Issue #6985, opened 2024-07-11
Q: How shall `zcl_abapgit_convert=>language_sap2_to_sap1` work?


albertmink:
The METH `zcl_abapgit_convert=>language_sap2_to_sap1` doesn't convert `6N` (aka `en-GB` aka `둮`) as it selects form `I_LANGUAGE`, which in my system contains entries
<img width="341" alt="Screenshot 2024-07-11 at 13 04 15" src="https://github.com/abapGit/abapGit/assets/38354196/1a7955f5-a0a8-485d-b4f7-601a5c6bfecb">
Method even raises and does not call statement of Line 325, which would returns the  expected value `둮`
<img width="381" alt="Screenshot 2024-07-11 at 13 16 04" src="https://github.com/abapGit/abapGit/assets/38354196/ef9ed744-ce83-42fd-8851-7ed30274eb3c">

Why is that and is the current behaviour right?

mbtools:
The first part is intended for ABAP Cloud, where cl_i18n_languages is not released. So the answer needs to come from SAP how to handle the missing languages in cloud.

albertmink:
Ok, what I understand is that abapGit cannot convert languages in ABAP Cloud based on `cl_i18n_languages`. I learned that
```ABAP
data(converter) = xco_cp_language=>format->iso_639.
data(spras) = converter->to_language( 'EN' )->value. " is 'E'
```
would be an ABAP Cloud alternative. However, it raises when converting non-installed languages, e.g. `6N`.

So my question is: What is the expected behaviour in abapGit (in ABAP Cloud scenario) when converting non-installed languages?

mbtools:
The result of importing objects with AG should be the same as importing them via transport. 

AFAIK, a transport with texts in several languages would import all of them no matter if the language is installed in the system or not. 

If AG ignored some languages that are not installed, there would be diffs as well. Assuming a complete repo is translated that would mean diffs on all objects. 

It's best to import all languages. But then we need some kind of fallback for that ABAP cloud conversion method.

albertmink:
Thanks for clarification.

albertmink:
Maybe provide a table within abapGit as for bcp47 introduced in #6915
Supported Languages [Supportedlanguages.xls](https://github.com/user-attachments/files/16334608/Supportedlanguages.xls) as of SAP Note 73606

mbtools:
[...]

PR #6995, opened 2024-07-23
Filenames for translation are case sensitive

albertmink:


albertmink:
Tests in dev system where I_LANGUAGE contains 6N are green
Screenshot 2024-07-23 at 16 35 57

ref #6985

wurzka (approved):
Looks good to me 👍

mbtools (approved):
👍

PR #6999, opened 2024-07-25
fix: syst_langu does not exist on older releases

### LINKED ISSUE #6998: syst_langu does not exist on older releases
https://github.com/abapGit/abapGit/blob/a120ce66b0343d84f7a48bdc7d9f5969572b1125/src/objects/zcl_abapgit_object_intf.clas.locals_imp.abap#L710

AndreaBorgia-Abo:


mbtools (approved):
👍 I added `syst_langu` to a rule so it doesn't happen again

PR #7013, opened 2024-08-07
DSFI: Updated object handler to match the latest AFF definition

fvalves:
As part of the discussion to set up the ABAP File Format of object type DSFI, the ACDS file has been dropped. The object handler must be updated to match this decision.


mbtools (approved):
LGTM 👍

-=-=-=-=-

Problem requirements: Every line of the listing that holds "converting" should be found and copied.

Answer space:
would be an ABAP Cloud alternative. However, it raises when converting non-installed languages, e.g. `6N`.
So my question is: What is the expected behaviour in abapGit (in ABAP Cloud scenario) when converting non-installed languages?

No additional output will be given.